■ ASSIGNMENT:
Every line below that has the word "trustIssuer" counts once; report how many lines that makes, with no other words.

■ ENTRIES SUPPLIED:

PR #307, opened 2023-01-26
Added logout function

nitrosx:
## Description

Added logout functionality in auth module

## Motivation

A logout functionality is needed to complete the migration to the new version of SciCat backend. 
auth/logout function invalidates the user session in nest app and also will call the oidc service endpoint to invalidate the oidc session if the account has been authenticated through oidc and the oidc service has a logout functionality.

## Fixes:
* n/a

## Changes:
* added logout endpoint in auth controller
* added auth tests

- [ ] Docs updated?


martin-trajanovski (approved):
This looks great!

bolmsten (approved):

src/auth/auth.controller.ts
```diff
@@ -84,8 +85,44 @@ export class AuthController {
...
+        // we should provide a message
+        res.status(HttpStatus.BAD_REQUEST);
+      }
+      if (user.authStrategy == 'oidc') {
+        const oidcConfig = this.configService.get<OidcConfig>("oidc");
+        req.session.destroy(async (error: any) => {
+          const trustIssuer = await Issuer.discover(
+            `${oidcConfig?.issuer}/.well-known/openid-configuration`,
+          );
+          const end_session_endpoint = trustIssuer.metadata.end_session_endpoint;
```
dylanmcreynolds, line 113: Is this intended to log the user out of the OIDC provider? If so, I don't think we want to do this. I think it's sufficient to log the user out of SciCat and remain logged into the OIDC provider. Thinking of applications that use google, microsoft or ORCID as an OIDC authenticator, do we see any examples that log out out of, say, google directly from the application?

bolmsten: Hi Dylan,

the JWT expires after an hour, if we need the logout to invalidate the JWT immediately we would need to have a database storing tokens with a state. For us this is not necessary but if this is a requirement  I would suggest moving over to ordinary sessions.

/Fredrik

bolmsten: @dylanmcreynolds

dylanmcreynolds: @bolmsten Do I understand correctly?  At the point that the user clicks the logout button it taken here, the session contains a SciCat-generated JWT.  You're saying that we can't invalidate the SciJWT without maintaining it in a database (makes sense), so this code both deletes the session (which it would to on line 122 in in the non-OIDC case) and l redirects the user to their IdP to log them out? In both cases we delete the SciJWT from the session, so I still don't see why the redirection to logout of the IdP is necessary. In my current understanding, if was using, say, google as my OIDC IdP, then logging out of SciCat would log me out of gmail too, because of this redirect on line 155.

Apologies if I'm missing something basic here.

bolmsten: Yes, that is correct. 

We can make the logout from the Idp optional as we would want users to be logged out from our idp but I see you use case. We could however not invalidate the scicat-jwt token without the need for a database table and all that comes with it.

dylanmcreynolds: I think would be happy with the option to not log out of the IdP. However, I would not want to hold up this PR for it.

PR #336, opened 2023-02-13
add prestart script that runs the migrations before every start

martin-trajanovski:
## Description

This PR aims to make database migrations run before every start of the application if you use the `npm run start` script.


nitrosx (commented):
Will this run automatically the upgrade?

nitrosx (approved):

■ TASK RESPONSE:
2